PR #429, opened 2021-02-11
Allow to uniformly split NURBS geometries

stefantakacs:
This implements a feature that is part of the public interface of gsGeometry and it has been around for spline geometries since quite some time (and is very helpful there).

It can be seen in action, e.g., by calling

`bin/multiGrid_example -g planar/square_with_disk.xml --SplitPatches 1 --plot`

I am not very sure if this is the most efficient way to do it (or if it could be done more directly).

### DIFF
--- a/src/gsNurbs/gsTensorNurbs.h
+++ b/src/gsNurbs/gsTensorNurbs.h
@@ -381,32 +381,21 @@ public:
         gsRationalBasis< gsTensorBSplineBasis<d,T> > * basis
             = dynamic_cast< gsRationalBasis< gsTensorBSplineBasis<d,T> > * >(m_basis);
         GISMO_ENSURE( basis, "gsTensorNurbs::uniformSplit: Dynamic cast failed." );
-        gsMatrix<T> coefs(m_coefs);
-        const size_t dm = coefs.cols(), N = coefs.rows();
-        coefs.conservativeResize(Eigen::NoChange,dm+1);
-        for (size_t i=0; i<N; ++i)
-        {
-            coefs(i,dm) = 1;
-            coefs.row(i) *= basis->weights()(i,0);
-        }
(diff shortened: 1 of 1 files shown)


filiatra:
I think it can be simplified using the functions in rationalbasis, similarly to eg. :

    // switch to n+1 dim
    gsMatrix<T> coefs1 = projectiveCoefs(coefs, weights);

   // ...do the work

    // Back to n-dim control points
    setFromProjectiveCoefs(coefs1, coefs, weights);

similarly to other functions in rationalbasis...

stefantakacs:
Thanks, I will have a look into this.

Now that there have one working version, I can create a test case as well.

src/gsNurbs/gsTensorNurbs.h
```diff
@@ -369,7 +369,38 @@ class gsTensorNurbs : public gsGeoTraits<d,T>::GeometryBase
...
+    /// Splits the geometry either two parts in direction \a dir, or if \a dir = -1
+    /// in 2^d parts, by calling splitAt() for each direction.
+    /// The function automatically searches for the midpoint the corresponding knot vector.
+    std::vector<gsGeometry<T>*> uniformSplit(index_t dir = -1) const
+    {
+        // We use the simple fact that a NURBS function in R^d is the central probjection
+        // of a spline function in R^{d+1} into R^d.
+        //
+        // Create a B-spline in R^{d+1} and split it
+        gsRationalBasis< gsTensorBSplineBasis<d,T> > * basis
```
filiatra: I think this can be replaced as
Basis & basis = this->basis(); //Basis is here gsTensorNurbsBasis

filiatra: The GISMO_ENSURE that follows can be omitted: in this context the basis is of the correct type..

filiatra (approved):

::::::::

Work order: Only the lines from the one containing "setFromProjectiveCoefs(coefs1, coefs, weights);" to the end of the records should be repeated, exactly as they appear.

Written response:
    setFromProjectiveCoefs(coefs1, coefs, weights);

similarly to other functions in rationalbasis...

stefantakacs:
Thanks, I will have a look into this.

Now that there have one working version, I can create a test case as well.

src/gsNurbs/gsTensorNurbs.h
```diff
@@ -369,7 +369,38 @@ class gsTensorNurbs : public gsGeoTraits<d,T>::GeometryBase
...
+    /// Splits the geometry either two parts in direction \a dir, or if \a dir = -1
+    /// in 2^d parts, by calling splitAt() for each direction.
+    /// The function automatically searches for the midpoint the corresponding knot vector.
+    std::vector<gsGeometry<T>*> uniformSplit(index_t dir = -1) const
+    {
+        // We use the simple fact that a NURBS function in R^d is the central probjection
+        // of a spline function in R^{d+1} into R^d.
+        //
+        // Create a B-spline in R^{d+1} and split it
+        gsRationalBasis< gsTensorBSplineBasis<d,T> > * basis
```
filiatra: I think this can be replaced as
Basis & basis = this->basis(); //Basis is here gsTensorNurbsBasis

filiatra: The GISMO_ENSURE that follows can be omitted: in this context the basis is of the correct type..

filiatra (approved):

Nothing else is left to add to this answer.